## Requirement
Could you say how many lines in the entries contain the string "nothing"? Give only that number.
━━━━━━
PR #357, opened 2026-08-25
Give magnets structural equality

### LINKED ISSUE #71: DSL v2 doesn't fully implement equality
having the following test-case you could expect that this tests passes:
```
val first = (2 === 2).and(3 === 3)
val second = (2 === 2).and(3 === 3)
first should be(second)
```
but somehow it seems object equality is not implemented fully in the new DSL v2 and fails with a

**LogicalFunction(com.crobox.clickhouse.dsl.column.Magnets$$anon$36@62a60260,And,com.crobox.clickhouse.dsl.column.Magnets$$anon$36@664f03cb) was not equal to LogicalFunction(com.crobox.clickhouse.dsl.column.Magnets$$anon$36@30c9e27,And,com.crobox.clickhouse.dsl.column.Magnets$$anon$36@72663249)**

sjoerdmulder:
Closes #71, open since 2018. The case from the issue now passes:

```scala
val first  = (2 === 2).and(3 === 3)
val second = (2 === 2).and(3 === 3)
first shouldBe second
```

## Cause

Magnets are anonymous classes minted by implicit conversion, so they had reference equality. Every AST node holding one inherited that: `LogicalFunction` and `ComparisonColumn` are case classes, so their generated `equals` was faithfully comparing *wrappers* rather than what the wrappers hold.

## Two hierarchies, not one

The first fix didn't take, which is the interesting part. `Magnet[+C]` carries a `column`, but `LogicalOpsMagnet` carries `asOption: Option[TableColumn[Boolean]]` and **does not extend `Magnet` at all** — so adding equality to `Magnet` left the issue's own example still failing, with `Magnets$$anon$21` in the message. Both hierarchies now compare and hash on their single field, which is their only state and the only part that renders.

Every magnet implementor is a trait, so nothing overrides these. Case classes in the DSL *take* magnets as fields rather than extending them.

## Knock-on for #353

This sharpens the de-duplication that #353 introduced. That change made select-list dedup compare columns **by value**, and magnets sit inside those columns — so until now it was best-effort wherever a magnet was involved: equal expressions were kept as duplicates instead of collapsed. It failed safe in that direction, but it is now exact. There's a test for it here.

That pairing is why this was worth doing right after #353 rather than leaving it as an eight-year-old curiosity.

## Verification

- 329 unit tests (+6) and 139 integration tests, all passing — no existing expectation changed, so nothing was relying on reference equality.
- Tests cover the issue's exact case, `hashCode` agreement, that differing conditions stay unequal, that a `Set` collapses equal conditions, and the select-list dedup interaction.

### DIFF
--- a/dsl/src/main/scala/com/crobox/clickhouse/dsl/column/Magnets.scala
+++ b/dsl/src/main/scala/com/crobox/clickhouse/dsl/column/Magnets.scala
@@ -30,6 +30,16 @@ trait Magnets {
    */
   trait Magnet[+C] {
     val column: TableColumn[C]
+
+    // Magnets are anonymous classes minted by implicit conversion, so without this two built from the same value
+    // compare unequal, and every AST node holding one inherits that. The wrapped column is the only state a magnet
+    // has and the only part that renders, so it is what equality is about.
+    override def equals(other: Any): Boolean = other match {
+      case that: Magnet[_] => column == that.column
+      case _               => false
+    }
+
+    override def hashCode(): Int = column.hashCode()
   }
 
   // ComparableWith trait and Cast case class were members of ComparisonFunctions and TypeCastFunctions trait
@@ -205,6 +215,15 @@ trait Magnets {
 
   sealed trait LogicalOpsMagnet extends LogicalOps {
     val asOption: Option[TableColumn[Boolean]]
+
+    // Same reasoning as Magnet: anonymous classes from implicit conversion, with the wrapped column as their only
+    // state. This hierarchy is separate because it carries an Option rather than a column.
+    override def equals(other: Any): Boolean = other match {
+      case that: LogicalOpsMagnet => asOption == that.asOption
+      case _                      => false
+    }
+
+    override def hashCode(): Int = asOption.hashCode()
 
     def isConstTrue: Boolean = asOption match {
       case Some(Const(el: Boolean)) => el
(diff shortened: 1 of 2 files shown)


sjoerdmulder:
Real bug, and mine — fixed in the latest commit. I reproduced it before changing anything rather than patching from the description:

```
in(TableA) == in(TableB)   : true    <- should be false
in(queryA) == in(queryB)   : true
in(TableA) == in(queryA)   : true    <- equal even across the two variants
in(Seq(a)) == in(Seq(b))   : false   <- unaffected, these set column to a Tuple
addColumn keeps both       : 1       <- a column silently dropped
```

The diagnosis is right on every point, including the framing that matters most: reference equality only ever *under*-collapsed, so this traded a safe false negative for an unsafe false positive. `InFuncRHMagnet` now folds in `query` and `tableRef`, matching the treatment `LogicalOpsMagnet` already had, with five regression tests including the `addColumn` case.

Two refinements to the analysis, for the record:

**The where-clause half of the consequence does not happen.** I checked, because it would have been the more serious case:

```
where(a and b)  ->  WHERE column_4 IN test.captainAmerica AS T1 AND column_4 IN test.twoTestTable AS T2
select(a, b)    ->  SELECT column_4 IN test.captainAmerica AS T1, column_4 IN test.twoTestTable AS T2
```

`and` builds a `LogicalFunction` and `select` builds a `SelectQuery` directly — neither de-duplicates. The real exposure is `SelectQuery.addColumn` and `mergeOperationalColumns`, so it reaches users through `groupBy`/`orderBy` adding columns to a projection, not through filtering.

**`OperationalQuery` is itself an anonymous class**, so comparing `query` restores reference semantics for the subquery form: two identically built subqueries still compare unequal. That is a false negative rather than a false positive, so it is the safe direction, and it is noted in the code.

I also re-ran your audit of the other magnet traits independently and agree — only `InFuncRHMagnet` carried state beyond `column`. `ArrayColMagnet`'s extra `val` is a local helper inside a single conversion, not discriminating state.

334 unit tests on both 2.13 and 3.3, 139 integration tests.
━━━━━━
## Task output
2